Jobs come, jobs go.

These days they just seem to be vanishing into the ether.

But back when Nixon roamed the earth, I was young, earnest and curious about the lives of working-class Americans. So I embarked upon a series of entry-level jobs in factories and food-processing plants.

At age 17, I processed peas and sweet corn 12 hours a day for the Jolly Green Giant. In the late ’60s, this emerald mascot was a national celebrity, thanks to lighthearted TV ads often seen on “The Tonight Show” and other popular broadcasts.

The Giant was portrayed as nature’s benevolent bodyguard who mentored his tiny protege, Sprout. So I expected merry workdays filled with ho, ho, ho’s. What I got was Cannery Row.

This was a worm’s eye view of America’s corporate food industry. The processing plant relied on a small army of Mexican migrant workers along with local laborers to handle the harvests. Although essential to the operation, factory workers seemed virtually invisible to management executives who occasionally toured the noisy plant. Unlike their affable corporate mascot, these fellows were anything but jolly.

Like infants distracted by shiny objects, the “suits” seemed hypnotized by the non-stop parade of flash-frozen yellow Niblets or sweet peas on the conveyor belts. But workers never saw any nods of encouragement, weak smiles or heard a single ho-ho-ho. It was like laboring for grim, humorless undertakers and we were faceless, interchangeable human Dixie cups.

That was when I had two proletarian epiphanies about corporate life: 1. Product was everything and deadly serious. 2. Idyllic or funny advertising images in no way reflect the realities of factory life

Butterball flashbacks
Green Giant was an earthly Eden compared to my subsequent job at a Butterball turkey plant. The kill floor where I worked was a bloody, feathered bedlam where hundreds of squawking birds were dispatched daily, hung on hooks and sent on toward eventual Butterballdom.

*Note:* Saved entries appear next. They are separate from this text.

PR #6912, opened 2020-11-23
[MU4] Fix compiler warnings

Jojo-Schmitz:
reg. unused variables, parameters and deprecations

### DIFF
--- a/libmscore/repeatlist.cpp
+++ b/libmscore/repeatlist.cpp
@@ -389,11 +389,11 @@ void RepeatList::collectRepeatListElements()
                         remainder = swap;
                     }
                     // Cross-section of the repeatList
-                    std::list<int> endings = remainder->endings().toStdList();
+                    std::list<int> endings(remainder->endings().begin(), remainder->endings().end());
                     endings.remove_if([&volta](const int& ending) {
                             return !(volta->hasEnding(ending));
                         });
-                    remainder->setEndings(QList<int>::fromStdList(endings));
+                    remainder->setEndings(QList<int>(endings.begin(), endings.end()));
                     // Split and merge done
                     preProcessedVoltas.push_back(remainder);
                     if (volta->endMeasure() != remainder->endMeasure()) {
--- a/mu4/importexport/internal/musicxml/importmxmlpass2.cpp
+++ b/mu4/importexport/internal/musicxml/importmxmlpass2.cpp
@@ -2197,7 +2197,7 @@ void MusicXMLParserPass2::attributes(const QString& partId, Measure* measure, co
         } else if (_e.name() == "key") {
             key(partId, measure, tick);
         } else if (_e.name() == "measure-style") {
-            measureStyle(partId, measure);
+            measureStyle(measure);
         } else if (_e.name() == "staff-details") {
             staffDetails(partId);
         } else if (_e.name() == "time") {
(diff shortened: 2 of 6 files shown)


libmscore/repeatlist.cpp
```diff
@@ -389,11 +389,11 @@ void RepeatList::collectRepeatListElements()
                         remainder = swap;
                     }
                     // Cross-section of the repeatList
-                    std::list<int> endings = remainder->endings().toStdList();
+                    std::list<int> endings(remainder->endings().begin(), remainder->endings().end());
```
Jojo-Schmitz, line 392: @jeetee please check this one here

libmscore/repeatlist.cpp
```diff
@@ -389,11 +389,11 @@ void RepeatList::collectRepeatListElements()
...
                     endings.remove_if([&volta](const int& ending) {
                             return !(volta->hasEnding(ending));
                         });
-                    remainder->setEndings(QList<int>::fromStdList(endings));
+                    remainder->setEndings(QList<int>(endings.begin(), endings.end()));
```
Jojo-Schmitz, line 396: and this too

mu4/importexport/internal/musicxml/importmxmlpass2.cpp
```diff
@@ -2362,6 +2362,7 @@ void MusicXMLParserPass2::staffTuning(StringData* t)
 
 void MusicXMLParserPass2::measureStyle(const QString& partId, Measure* measure)
 {
+    Q_UNUSED(partId);
```
RomanPudashkin, line 2365: Please, remove this argument from the method signature

Jojo-Schmitz: That's the other solution, yes. I though that maybe @lvinken has further plans with this, so left it in for now.

libmscore/repeatlist.cpp
jeetee: Agreed, master only as per https://doc.qt.io/qt-5/qlist.html#fromStdList

libmscore/repeatlist.cpp
jeetee: OK as per https://doc.qt.io/qt-5/qlist.html#fromStdList

libmscore/repeatlist.cpp
jeetee: And more importantly, according to https://www.cplusplus.com/reference/list/list/list/ variant 3

mu4/importexport/internal/musicxml/importmxmlpass2.cpp
RomanPudashkin: Also, you should use our UNUSED macro (defined in log.h) in mu4. And please, don't add ; because macro already contains ; inside it and this can be a reason for a new warning :)

Jojo-Schmitz: Well, QtCreator warns about the missing semicolon IIRC

lvinken: I'm OK with removing the argument. As of now, I have no recollection of any plan to use it and if I need it in future I'll simply add it back myself.

PR #6917, opened 2020-11-23
[MU3] Paren time sig

Marr11317:
Resolves: https://musescore.org/en/node/313219#comment-1042033

NOTE: This PR needs elerouxx's PR to be merged first (#6550 )

MuseJazz includes parentheses by default in its time signatures. With elerouxx's PR #6550 it is now possible to append them manually. As such, new scores created with 3.6 will not have this trailing parenthesis by default. 

The change to MuseJazz hasn't been done yet, but because I have no development machine right now, I am testing with the build here and the artifacts generated while I remove the MuseJazz Parentheses.


Marr11317:
@elerouxx do you have any clue why [these changes](https://github.com/musescore/MuseScore/pull/6917/commits/ac39238619f1f55d6f48ffe27a63e586170854cc#diff-99314dfd537ef914e998d85f1ad9531863797db00952c3c70aceedfc672ecd97R261) do not set the parser string?

elerouxx:
> @elerouxx do you have any clue why [these changes](https://github.com/musescore/MuseScore/pull/6917/commits/ac39238619f1f55d6f48ffe27a63e586170854cc#diff-99314dfd537ef914e998d85f1ad9531863797db00952c3c70aceedfc672ecd97R261) do not set the parser string?

You mean timeSig.cpp @ 261? I don't think the (old) variable is getting set true for these types. This variable seems to be for a very old time signature implementation that had a sequence of nominators. (additive?).

Marr11317:
okay, this is now ready. As soon as elerouxx's PR is merged this one can be too. (or both can be merged at the same time with this PR)

So here's how it works: When older scores are loaded, if these scores are using MuseJazz, then the symbols are corrected.

Jojo-Schmitz:
The vtest fails are actually fixes, before:
musejazz-4-ref
emmentaler-4-ref
after:
emmentaler-4-1
musejazz-4-1

vpereverzev:
3.x merges are closed

PR #6918, opened 2020-11-23
[MU4] Fix #312489 Harmony duration interpretation

jeetee:
Resolves: https://musescore.org/en/node/312489

Cherry pick of PR #6857 from 3.x to master


jeetee:
Here is a perfect example of the lexical wrongness of pointer notation combined with const:
Original code= `Measure const * abc` (= a pointer to a const Measure)
"Corrected"= `Measure const* abc` (= quickly misgrouped and misread as a const* to a Measure, which it isn't)

PR #10907, opened 2022-03-25
Replaced QMap to std::map for engraving

igorkorsukov:


handrok (approved):

cbjeukendrup:
Due to GitHub's recent "degraded performance", no checks have been run for this PR. It appears that the checks would otherwise have failed; at least that is what happens in PR #10924.

igorkorsukov:
> Due to GitHub's recent "degraded performance", no checks have been run for this PR. It appears that the checks would otherwise have failed; at least that is what happens in PR #10924.

Oh, I didn't pay attention to it, there was no red cross and I decided that everything was fine (

cbjeukendrup:
One of the test failures seems to be due to the fact that std::map.insert does something different than QMap.insert. Seems like std::map.insert_or_assign is more appropriate. Particularly in `Score::setMetaTag`.

Jojo-Schmitz:
That though probably won't fix the crashes in utests and vtests, or would it?

Jojo-Schmitz:
And indeed it does not.
```
std::[map](https://www.cplusplus.com/reference/map/map/)::at
      mapped_type& at (const key_type& k);
const mapped_type& at (const key_type& k) const;
Access element
Returns a reference to the mapped value of the element identified with key k.

If k does not match the key of any element in the container, the function throws an [out_of_range](https://www.cplusplus.com/out_of_range) exception.
```
vs.
```
const T QMap::value(const Key &key, const T &defaultValue = T()) const
Returns the value associated with the key key.

If the map contains no item with key key, the function returns defaultValue. If no defaultValue is specified, the function returns a [default-constructed value](https://doc.qt.io/qt-5/containers.html#default-constructed-value). If there are multiple items for key in the map, the value of the most recently inserted one is returned.
```

Jojo-Schmitz:
There are 5 places in the code where value() has been replaced by at(), using try and catch(...) there seems to fix most of the crashes. Not sure which of those are really needed and what's the remaining crash though

src/engraving/libmscore/pitch.cpp
```diff
@@ -33,11 +36,13 @@ int PitchList::pitchOffset(int tick) const
...
+
+    std::vector<int> ticks = mu::keys(*this);
+    auto it = std::upper_bound(ticks.cbegin(), ticks.cend(), tick);
+    if (it == ticks.cend()) {
         return 0;
     }
-    --i;
-    return i.value();
+    --it;
+    return at(*it);
```
Jojo-Schmitz, line 46: Replacing this with 
'''
    try {
        return at(*it);
    }
    catch (...) {
        return 0;
    }
'''
fixes the vtests crashes and all but one utest crash

Jojo-Schmitz:
See https://github.com/musescore/MuseScore/pull/10907/commits/fef003d7052bd575da022de530a8be446949acf3#r836384740

Jojo-Schmitz:
Also don't quite understand why now a MusicXML test fails, `testExcludeInvisibleElements.xml`

src/engraving/libmscore/pitch.cpp
Jojo-Schmitz: Easier/smaller possible fix:
```
    return mu::value(*this, (*it));
```

igorkorsukov:
fixed all the problems, fixes are merged into the master
https://github.com/musescore/MuseScore/pull/10931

People are endowed with innate skills and aptitudes. Odds are that today’s nimble-minded, grade-school math whiz may manage your retirement portfolio in a couple decades. (Good luck with that.) My major talent? Yanking lungs out of freshly killed fowl.

But spending long days with waxy cold turkey carcasses was not my notion of nirvana. So I welcomed the chance to hit the road to pick up turkeys at area farms. That, too, had its drawbacks. A conveyor belt was used to help us load the birds into cramped cages on the truck. Trust me, you haven’t lived until you’ve had a 45-pound Tom turkey go Bruce Lee on your face with razor-sharp claws. I was always covered with scratches and my clothes were in shreds at the end of each day.

So I welcomed the chance to transfer to the plant’s frozen food section. It was a clean, cool place to work and an inviting habitat for a human turkey named Tom: my co-workers were women.

That was distracting, I must confess. My eyes would often wander and, one day, I paid a price for it. While batting my eyelashes at a young co-worker, I suddenly felt a violent tug on my wrist and watched my trusty Timex watch disappear into the cavity of a frozen turkey. Before I could retrieve it, the bird was encased in plastic and yellow netting and disappeared down the assembly line.

Timex broadcast TV ads years ago that featured watches that had been run over by an 18-wheeler or lost underwater for decades. Their spokesman, John Cameron Swayze, would cap off each testimonial with the company’s famous motto: It takes a licking but keeps on ticking.

Years after losing my watch, I perked up when a Timex ad would air. Maybe an Ohio family had a shiny, stainless steel surprise in their giblets. Or Little Johnny in Peoria inexplicably “passed” a timepiece after his Thanksgiving feast.

Thank goodness it didn’t happen today. In this age of Homeland Security paranoia, a ticking Timex turkey might trigger an elevated terrorist threat advisory and ruin a perfectly good holiday.